» Work order
Scan the entries below. Report each line where the string "third" occurs.

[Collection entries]
***

PR #333, opened 2026-06-23
Finish & harden optimizers: expected-aware default judge, breakdown + validation parity

egonSchiele:
## Summary

A focused "finish & harden" pass that makes the three shipped optimizer features (custom graders, validation sets, the DX report) behave **consistently across all built-in optimizers**, and closes a surprising gap in the default judge.

## What changed

1. **Default judge grades against `expected`.** Previously, setting `input.expected` without a custom grader was silently ignored — the built-in `LlmJudge` only used `goal`. Now the bundled `goalJudge` agent takes an optional `expected` param and `LlmJudge` passes the input's `expected` (default `expectedPath: ["expected"]`), so providing a gold answer tightens grading even with no custom grader. (Empty when absent; a custom judge node that ignores it is unaffected.)
2. **Champion grade breakdown for `gepa` and `example`.** Only `greedy` set `result.championBreakdown`, so `report.md`/`champion/grades.json` (the reward-hacking lens) were empty for the others. Now all three populate it.
3. **`gepa`/`example` select the champion by validation.** They previously reported a validation objective but still selected on train. Champion selection is now hoisted into a shared `BaseOptimizer.pickValidationChampion` helper that `greedy`, `gepa`, and `example` all use, so validation-based selection is uniform.

Supporting cleanup: the report's "validation provided but unused" note is now derived from whether a validation objective was produced (robust for custom optimizers that ignore validation), replacing the name-based heuristic. Docs (`optimize.md`, `writing-optimizers.md`) updated.

## Test plan

- [x] Unit: `LlmJudge` passes `expected` as the third judge arg; `gepa`/`example` emit `championBreakdown` and a `validationObjective` when a validation set is given; greedy's existing validation-selection test still passes through the shared helper.
- [x] `pnpm run build` (tsc + make, incl. recompiled `goalJudge`) clean; `pnpm run lint:structure` clean; 310 tests pass across `lib/optimize` + `lib/cli/eval`.
- [ ] Full agency execution suite — deferred to CI.

### DIFF
--- a/packages/agency-lang/docs/site/cli/optimize.md
+++ b/packages/agency-lang/docs/site/cli/optimize.md
@@ -140,7 +140,7 @@ Also returns a binary pass/fail like exact match, but this one checks to see if 
 Calculates the levenshtein distance and returns a score between 0 and 1 (0 = no match, 1 = perfect match).
 
 #### LLM Judge
-Asks an LLM to return a score between 0 and 1 (0 = no match, 1 = perfect match) for how well the response matches the expected output.
+Asks an LLM to return a score between 0 and 1 (0 = no match, 1 = perfect match) for how well the response matches the goal — and, when an input sets `expected`, grades against that gold answer too (so `expected` tightens the default judge even without a custom grader).
 
 This is the default grader.
 
@@ -235,7 +235,7 @@ Every grade counts: a number contributes its value (0..1), and a boolean / `Exac
 
 ## Validation sets
 
-Pass `--validation-inputs <file|dir>` to grade the champion against held-out inputs, or `--validation-split <ratio>` to hold out a seeded fraction of `--inputs`. Search and candidate acceptance run on the **training** inputs; with the default `greedy` optimizer the champion written back is the one with the best **validation** objective, and `report.md` shows train-vs-validation side by side so an overfit prompt (high train, flat validation) is visible.
+Pass `--validation-inputs <file|dir>` to grade the champion against held-out inputs, or `--validation-split <ratio>` to hold out a seeded fraction of `--inputs`. Search and candidate acceptance run on the **training** inputs; the champion written back is the one with the best **validation** objective, and `report.md` shows train-vs-validation side by side so an overfit prompt (high train, flat validation) is visible. All built-in optimizers (`greedy`, `gepa`, `example`) select by validation; a custom optimizer that doesn't will say so in the report.
 
 ## Configuration
 
--- a/packages/agency-lang/lib/optimize/optimizers/example.ts
+++ b/packages/agency-lang/lib/optimize/optimizers/example.ts
@@ -1,10 +1,20 @@
 import { BaseOptimizer, type BaseOptimizerDeps } from "../baseOptimizer.js";
+import { breakdown } from "../gradeBreakdown.js";
+import type { Scorecard } from "../grading/scorecard.js";
 import type { Input } from "../grading/types.js";
 import { proposeMutation, type ProposeMutationArgs } from "../mutator.js";
 import type { BaseOptimizerConfig } from "../optimizer.js";
 import { defaultPreview, type OptimizeMutationOperation, type OptimizeMutationPreview } from "../sourceMutator.js";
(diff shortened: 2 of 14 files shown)


packages/agency-lang/docs/site/cli/optimize.md
```diff
@@ -235,7 +235,7 @@ Every grade counts: a number contributes its value (0..1), and a boolean / `Exac
 
 ## Validation sets
 
-Pass `--validation-inputs <file|dir>` to grade the champion against held-out inputs, or `--validation-split <ratio>` to hold out a seeded fraction of `--inputs`. Search and candidate acceptance run on the **training** inputs; with the default `greedy` optimizer the champion written back is the one with the best **validation** objective, and `report.md` shows train-vs-validation side by side so an overfit prompt (high train, flat validation) is visible.
+Pass `--validation-inputs <file|dir>` to grade the champion against held-out inputs, or `--validation-split <ratio>` to hold out a seeded fraction of `--inputs`. Search and candidate acceptance run on the **training** inputs; the champion written back is the one with the best **validation** objective, and `report.md` shows train-vs-validation side by side so an overfit prompt (high train, flat validation) is visible. All built-in optimizers (`greedy`, `gepa`, `example`) select by validation; a custom optimizer that doesn't will say so in the report.
```
egonSchiele, line 238: what does "select by validation" mean?

packages/agency-lang/lib/optimize/optimizers/example.ts
```diff
@@ -74,36 +82,37 @@ export class ExampleOptimizer extends BaseOptimizer {
       (operations) => (this.exampleDeps.preview ?? defaultPreview)(source, operations),
     );
 
-    // 3. If we got a valid proposal, score it and keep it only if it beats the baseline.
+    // 3. Keep the candidate only if it beats the baseline on the training objective.
```
egonSchiele: this is really awful imperative code.

egonSchiele:
## Review notes

Clean refactor overall — `pickValidationChampion`'s candidate lists are sound (`pool.best()` is always in `[baseline, ...accepted]`), the `validationConfiguredButUnused` derivation correctly keys off `validationObjective`, and adding an optional positional `expected` param to the judge node is backward-compatible (the evaluate shim calls the compiled JS function, so extra args are harmless for custom 2-arg judges). One parity gap and two notes.

### 1. `lib/optimize/grading/functionGrader.ts:31-32` — `judge` helper not updated for the expected-aware judge

`FunctionGrader._run` invokes the *same* bundled `goalJudge.agency`, but only passes `[goal, output]` — never `expected`:

```ts
const judge = ({ goal, output }: { goal: string; output?: JSON }) =>
  runAgency.runStructured(goalJudgeFile(), "main", [goal, asJudgeText(output ?? run.output)], ScalarVerdict);
```

Its `judge` signature (`{ goal, output? }`) doesn't even allow passing `expected`, yet the `GraderContext` doc comment three lines up states *"the gold answer is `input.expected`"* and `input` is in scope.

**Consequence:** a user who sets `input.expected` and writes a custom metric that calls `ctx.judge({ goal })` gets goal-only grading, while the default `LlmJudge` on the same input now grades against the gold answer — the two judge paths disagree on exactly the feature this PR set out to make consistent.

**Fix:** forward `asJudgeText(input.expected ?? "")` as the third arg (and optionally expose it on the `judge` context).

### Lower-severity notes (not blocking)

- **Behavior change for existing configs (intended, but worth a changelog line):** any current eval that sets `input.expected` while relying on the default `LlmJudge` will now have its grades change — outputs that don't state the expected answer score near 0.0 where before `expected` was inert. Some users may have populated `expected` for other graders/documentation and will see optimization results shift silently.

- **Minor `trainObjective` inconsistency:** `example.ts:313` reports `objectiveOf(champion.scorecard)` (gate-aware, 0 on a failed gate) while `gepa.ts:115` and `greedyReflective.ts:85` use raw `champion.scorecard.objective()`. In practice the written-back champion always passes gates (baseline via `requireBaselineGatesPass`; accepted candidates passed their gate check), so they agree today — but the divergence is a latent trap if that invariant is ever relaxed.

***

» Task output
- [x] Unit: `LlmJudge` passes `expected` as the third judge arg; `gepa`/`example` emit `championBreakdown` and a `validationObjective` when a validation set is given; greedy's existing validation-selection test still passes through the shared helper.
**Fix:** forward `asJudgeText(input.expected ?? "")` as the third arg (and optionally expose it on the `judge` context).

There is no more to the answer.